» **WORK INSTRUCTIONS**
In the data that follows, find each line containing "danger" and copy it.

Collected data
——————————

PR #624, opened 2019-04-05
CANS-831 Add component for Reminder Date Pill

TylerOSI:
## Description
Adding a Reminder Pill for Reassessment date

## Outstanding issues
- minor styling and spacing (&nbsp; used to avoid changing styling in component library)

## Tests

## Types of changes

## Checklist:


TylerOSI:
Jenkins test this please

app/javascript/Application/components/Client/ClientSocialWorkerCardTemplateHelper.js
```diff
@@ -20,6 +20,12 @@ export function renderReminderDate(date) {
   return moment().isAfter(dateToStartShowingReminderFrom) ? isoToLocalDate(date) : null
 }
 
+export function withinOneMonth(date) {
```
TylerOSI: this should be within 30 days instead of within one month

app/javascript/Application/components/Client/ReminderDatePill.js
```diff
@@ -0,0 +1,54 @@
...
+const badgeColor = days => {
+  if (days < 0) return 'danger'
+  return 'warning'
+}
+
+export const ReminderDatePill = ({ original: { reminder_date: reminderDate } }) => {
+  if (!reminderDate) return null
+  const date = isoToLocalDate(reminderDate)
+  const now = moment({ hours: 0 })
+  const days = moment(reminderDate, ISO_DATE_FORMAT).diff(now, 'days')
```
TylerOSI: some of these variables should be extracted into helpers so they can be reused in the application.

app/javascript/Application/components/Client/ClientSocialWorkerCardTemplateHelper.js
```diff
@@ -20,6 +20,12 @@ export function renderReminderDate(date) {
...
+  if (!date) return false
+  const dateToStartShowingReminderFrom = moment(date, ISO_DATE_FORMAT).subtract(1, 'months')
+  return moment().isAfter(dateToStartShowingReminderFrom) && moment().isBefore(moment(date))
```
wmitchell-cambria: This method is using `isAfter` and 1 month, whereas @denys-davydov has a method using `isSameOrAfter` and 30 days. Please coordinate with him to use a single approach. Multiple implementations lead to edge case bugs.

app/javascript/Application/components/Client/ReminderDatePill.js
```diff
@@ -0,0 +1,54 @@
...
+
+const badgeColor = days => {
+  if (days < 0) return 'danger'
+  return 'warning'
+}
+
+export const ReminderDatePill = ({ original: { reminder_date: reminderDate } }) => {
+  if (!reminderDate) return null
+  const date = isoToLocalDate(reminderDate)
+  const now = moment({ hours: 0 })
```
wmitchell-cambria: Please be sure to double check UTC time on this one. Does it return the expected day if it is after 5pm Pacific?

app/javascript/Application/components/Client/ClientSocialWorkerCardTemplateHelper.js
TylerOSI: @denys-davydov implementation is correct. Using one month instead of 30 days here is an oversight on my part.

app/javascript/Application/components/Client/ReminderDatePill.js
TylerOSI: Moment uses the browsers date and time, which essentially uses the operating systems date and time. The main reason for being concerned with timezone is if users of the application are in different time zones or they are traveling. Neither of these situations really apply for cans (unless our PO disagrees). 

The application currently does not concern itself with timezone. If we need to be concerned about timezone, I recommend using [moment-timezone](https://momentjs.com/timezone/) when saving to force the timezone to PST/PDT and when doing other operations after retrieving.

To check this code against UTC time, I would need to change my system time to be UTC -- and that seems like an unlikely real world usage given that the application will always be used in PST/PDT.

app/javascript/Application/components/Client/ReminderDateCell.js
```diff
@@ -0,0 +1,52 @@
+import React from 'react'
+import PropTypes from 'prop-types'
+import { Badge } from '@cwds/components'
+import { isoToLocalDate, daysFromNow } from '../../util/dateHelper'
+
+const THIRTY_DAYS = 30
```
denys-davydov: This const is to be reused

app/javascript/Application/util/dateHelper.js
```diff
@@ -129,3 +129,7 @@ export function calculateDateDifferenceInYears(startDate, endDate) {
   const duration = moment.duration(moment(endDate).diff(moment(startDate)))
   return Math.floor(duration.asYears())
 }
+
+export const now = () => moment({ hours: 0 })
```
denys-davydov: This is more like `today` than `now` because it has no time. To be reused.

app/javascript/Application/util/dateHelper.js
```diff
@@ -129,3 +129,7 @@ export function calculateDateDifferenceInYears(startDate, endDate) {
...
+
+export const daysFromNow = date => moment(date, ISO_DATE_FORMAT).diff(now(), 'days')
```
denys-davydov: To be reused

PR #627, opened 2019-04-05
Update bootstrap and rails for security patches

wmitchell-cambria:
## Description

Small updates to Bootstrap and Rails dependencies to address flagged security alerts in GitHub.

## Tests

I didn't really run any tests other than loading up the app. These updates should have no visible effect.

## Types of changes

## Checklist:


wmitchell-cambria:
Looks like the Bootstrap upgrade went bad somewhere. I'll have to investigate further.

wmitchell-cambria:
Here is a quick explanation of what happened with the original update... Bootstrap is required as a direct dependency and also as a dependency of cwds/components. My first attempt was to just update both directly since we were only behind a couple minor versions on the component library. However, a recent version of the component library deprecated a few fields, specifically around buttons, and that caused lots of warning messages to be logged. Warning messages are currently treated as failures in our unit tests (which was our choice, not CL's fault).

The solution for now was to avoid upgrading the component library itself, and only update the underlying Bootstrap dependency for it. The Bootstrap version is compatible with the package.json for the component library, so that worked well. Now we are locked in to the patched Bootstrap version without having to update all of the extra libs.

PR #630, opened 2019-04-08
CANS-1137 Do not carry over N/A checked boxes in Reassessment

KShresthaCwds:
## JIRA
https://osi-cwds.atlassian.net/browse/CANS-1137
## Description
Visual Indicator for N/A option and default unchecked N/A option for Reassessment
## Tests

## Types of changes

## Checklist:


app/javascript/Application/components/Assessment/Item/ItemNaCheckbox.js
```diff
@@ -17,7 +17,9 @@ const PrimCheckbox = withStyles({
 })(Checkbox)
 
 const ItemNaCheckbox = props => {
+  const EIGHT = 8
```
wmitchell-cambria: We have a helper method in ItemHelper.js `isNaRating`, so that we don't have to reference `8` in multiple places. We should use that here. It's already imported.

app/javascript/Application/components/Assessment/ReassessmentHelper.js
```diff
@@ -38,12 +38,22 @@ export const prepareCaregiverDomains = (reassessment, precedingAssessment) => {
 }
 
 export const prepareItemForReassessment = (item, previousRatingAndConfidential) => {
+  const EIGHT = 8
```
wmitchell-cambria: Same here. We should not reference `8` directly outside of the helper.

Also, if we _were_ going to define this as a constant here, we should pick a better name. The reason the magic-number lint rule exists is to encourage developers to choose good names for large constants. `EIGHT` does not tell you anything about _why_ the constant exists.

app/javascript/Application/components/Assessment/ReassessmentHelper.js
```diff
@@ -38,12 +38,22 @@ export const prepareCaregiverDomains = (reassessment, precedingAssessment) => {
...
+    : previousRatingAndConfidential.confidential
   if (previousRatingAndConfidential) {
-    item.rating = previousRatingAndConfidential.rating
-    item.confidential = item.confidential_by_default
-      ? item.confidential_by_default
-      : previousRatingAndConfidential.confidential
+    item.rating = itemRating
+    item.confidential = itemConfidential
   }
+  return null
```
wmitchell-cambria: If the return value is not used, we can return nothing. Just use `return` alone.

app/javascript/Application/components/Assessment/Item/ItemNaCheckbox.js
KShresthaCwds: Used it from ItemHelper.js

app/javascript/Application/components/Assessment/ReassessmentHelper.js
KShresthaCwds: Done

app/javascript/Application/components/Assessment/ReassessmentHelper.js
KShresthaCwds: Yeah Thank you. Removed It

PR #634, opened 2019-04-09
CANS-837. Supervisor Dashboard: Add "Reassessments Needed" column

denys-davydov:
## JIRA
https://osi-cwds.atlassian.net/browse/CANS-837

## Description
Adds a column with two pill badges to Assigned Staff table on the Supervisor dashboard

N.B. Comes together with https://github.com/ca-cwds/cans-api/pull/250

## Tests

## Types of changes

## Checklist:


app/javascript/Application/components/Staff/ReassessmentsDueCalculator.js
```diff
@@ -0,0 +1,14 @@
+import moment from 'moment'
+
+const THIRTY_DAYS = 30
+
+export const countWarningsAndDues = reminderDates => {
+  const today = moment()
```
TylerOSI: if this is just a date, i recommending using `moment({hours: 0})` in order to avoid strange edge cases with comparing moments that have different hours.

app/javascript/Application/components/common/DataGridHeader.test.js
```diff
@@ -11,6 +11,15 @@ describe('<DataGridHeader />', () => {
...
 
+  it('has a node title', () => {
+    const wrapper = render(
+      <div>
+        Hello<br />World
+      </div>
+    )
+    expect(wrapper.text()).toContain('HelloWorld')
+  })
+
```
TylerOSI: what does this test? It seems like its just testing the render method, which I assume is doing a shallow render of this div? Maybe its pointless?

app/javascript/Application/components/Staff/ReassessmentsDueCalculator.js
```diff
@@ -0,0 +1,14 @@
...
+  const todayMinus30Days = moment().subtract(THIRTY_DAYS, 'days')
```
TylerOSI: is this supposed to be 30 days or one month? a month can vary in number of days -- which is why I am asking.

TylerOSI: actually, it looks like the story says 30 days so this is correct.

app/javascript/Application/components/Staff/ReassessmentsNeededCellBadge.js
```diff
@@ -0,0 +1,27 @@
...
+import { Badge } from '@cwds/components'
+
+const ReassessmentsNeededCellBadge = ({ color, number }) => (
+  <div className="reassess-needed-badge">
+    {number ? (
+      <Badge pill color={color}>
+        {number}
+      </Badge>
+    ) : (
+      0
```
TylerOSI: is this zero supposed to be in the badge?

app/javascript/Application/components/Staff/ReassessmentsDueCalculator.test.js
```diff
@@ -0,0 +1,45 @@
...
+    it('ignores today and future dates', () => {
+      const warningsAndDues = countWarningsAndDues(['2019-01-01', '2019-01-02'])
+      expect(warningsAndDues.warningsCount).toBe(0)
+    })
+  })
+
+  describe('duesCount', () => {
+    it('ignores due dates that are more than 30 days before today', () => {
+      const warningsAndDues = countWarningsAndDues(['2018-11-29', '2018-12-01'])
+      expect(warningsAndDues.duesCount).toBe(2)
```
wmitchell-cambria: I am a little confused by these tests. If they are ignored, why is the count 2? For the next test, if it is counted, why is the result 0?

app/javascript/Application/components/Staff/ReassessmentsNeededCellBadge.test.js
```diff
@@ -0,0 +1,21 @@
...
+  it('renders plain 0 when number prop is 0', () => {
+    const wrapper = render('warning', 0)
+    expect(wrapper.find('div.reassess-needed-badge').props().children).toEqual(0)
+  })
+
+  it('renders pill badge when number prop is more than 0', () => {
+    const wrapper = render('danger', 1)
+    const badge = wrapper.find('div.reassess-needed-badge').find(Badge)
+    expect(badge.props().pill).toBeTruthy()
+    expect(badge.props().color).toEqual('danger')
```
wmitchell-cambria: What about a test case for the other `color`?

app/javascript/Application/components/Staff/StaffTable.js
```diff
@@ -50,6 +51,25 @@ const columns = [
...
+    id: 'reminderDates',
+    Header: (
+      <DataGridHeader
+        title={
+          <span>
+            Reassessments<br />Needed
+          </span>
+        }
+        tooltip={
+          'Orange indicates that a reassessment is coming due in 30 days or less. Red indicates that a reassessment is past due.'
```
wmitchell-cambria: The colors are provided by the component library. We should not refer to them as 'Orange' and 'Red' here, since the component library could change them. For example, warning could become yellow. We should ask product for a different description.

app/javascript/Application/components/Staff/ReassessmentsDueCalculator.js
```diff
@@ -0,0 +1,14 @@
...
+  const warningsCount = reminderDates.filter(isoDate => {
+    const reminderDate = moment(isoDate)
+    return reminderDate.isSameOrAfter(todayMinus30Days) && reminderDate.isBefore(today)
```
wmitchell-cambria: This method uses `isSameOrAfter` and 30 days, whereas @TylerOSI has a method using `isAfter` and 1 month. Please coordinate with him to use a single approach. Multiple implementations leads to edge case bugs.

app/javascript/Application/components/Staff/ReassessmentsDueCalculator.js
```diff
@@ -0,0 +1,14 @@
+import moment from 'moment'
+
+const THIRTY_DAYS = 30
```
wmitchell-cambria: A constant like this is OK, but it does not do a great job of explaining why the value is 30, which is the point of the magic number linter. If we were not allowed to use the number in the name, what would we call it? Perhaps `const REMINDER_PERIOD` or `const WARNING_PERIOD`.

app/javascript/Application/components/Staff/ReassessmentsDueCalculator.test.js
AK56: The test description seem typo to me..

app/javascript/Application/components/Staff/ReassessmentsDueCalculator.test.js
```diff
@@ -0,0 +1,45 @@
...
+    })
+
+    it('counts in upcoming due dates that are less than 30 days before today and before today', () => {
```
AK56: likewise here

app/javascript/Application/components/Staff/ReassessmentsNeededCellBadge.js
AK56: I think 0 is going to be rendered plain here

app/javascript/Application/components/Staff/ReassessmentsDueCalculator.js
denys-davydov: Thank you, renamed to `WARNING_PERIOD`

app/javascript/Application/components/Staff/ReassessmentsDueCalculator.js
denys-davydov: Thank you for the hint, updated to adopt your recommendation

app/javascript/Application/components/Staff/ReassessmentsDueCalculator.js
denys-davydov: Thank you, we are coordinating this issue to have the same behavior

app/javascript/Application/components/Staff/ReassessmentsDueCalculator.test.js
denys-davydov: Sorry for the confusion. The tests are reworked after refactoring, I double checked not to have mistakes

app/javascript/Application/components/Staff/ReassessmentsDueCalculator.test.js
denys-davydov: Thank you, this test is reworked as well.

app/javascript/Application/components/Staff/ReassessmentsNeededCellBadge.js
denys-davydov: @TylerOSI Yes, @AK56 is right, as per user-story requirements `0` is rendered plan

app/javascript/Application/components/Staff/ReassessmentsNeededCellBadge.test.js
denys-davydov: Actually the `color` prop propagation down to the Badge component is tested here. I don't think we need to cover all the possible values for the propagation. We do not do it usually.

app/javascript/Application/components/Staff/StaffTable.js
denys-davydov: Thank you, Will. Since this is a business requirements matter the discussion is moved to the Jira ticket https://osi-cwds.atlassian.net/browse/CANS-837

app/javascript/Application/components/common/DataGridHeader.test.js
denys-davydov: Thank you, removed the test as a redundant.

TylerOSI:
looking better, I can use the isWarningDate, isPastDueDate, and diffInDays functions in my PR or a later refactoring effort once this is merged. That should alleviate any concerns about duplicated logic.

app/javascript/Application/components/Staff/ReassessmentsDueCalculator.test.js
```diff
@@ -0,0 +1,42 @@
+import { countWarningsAndDues } from './ReassessmentsDueCalculator.js'
+import moment from 'moment'
+
+describe('#countWarningsAndDues()', () => {
+  const dateNowImplTempHolder = Date.now
+
+  beforeAll(() => {
+    const todayMock = moment('2019-01-01')._d // this date will be "today" in tests
```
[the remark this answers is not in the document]
denys-davydov: It will not work with `.day()` but I am surprised that it still works when `._d` is removed. 
Due to a fact that Moment.js creates a wrapper for the Date object and holds it in `_d` field I am surprised it works even without the `._d` part. So I am just removing it now.

denys-davydov:
Retest this please

denys-davydov:
Retest this please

——————————

» **WRITTEN SOLUTION**
+  if (days < 0) return 'danger'
+  if (days < 0) return 'danger'
+    const wrapper = render('danger', 1)
+    expect(badge.props().color).toEqual('danger')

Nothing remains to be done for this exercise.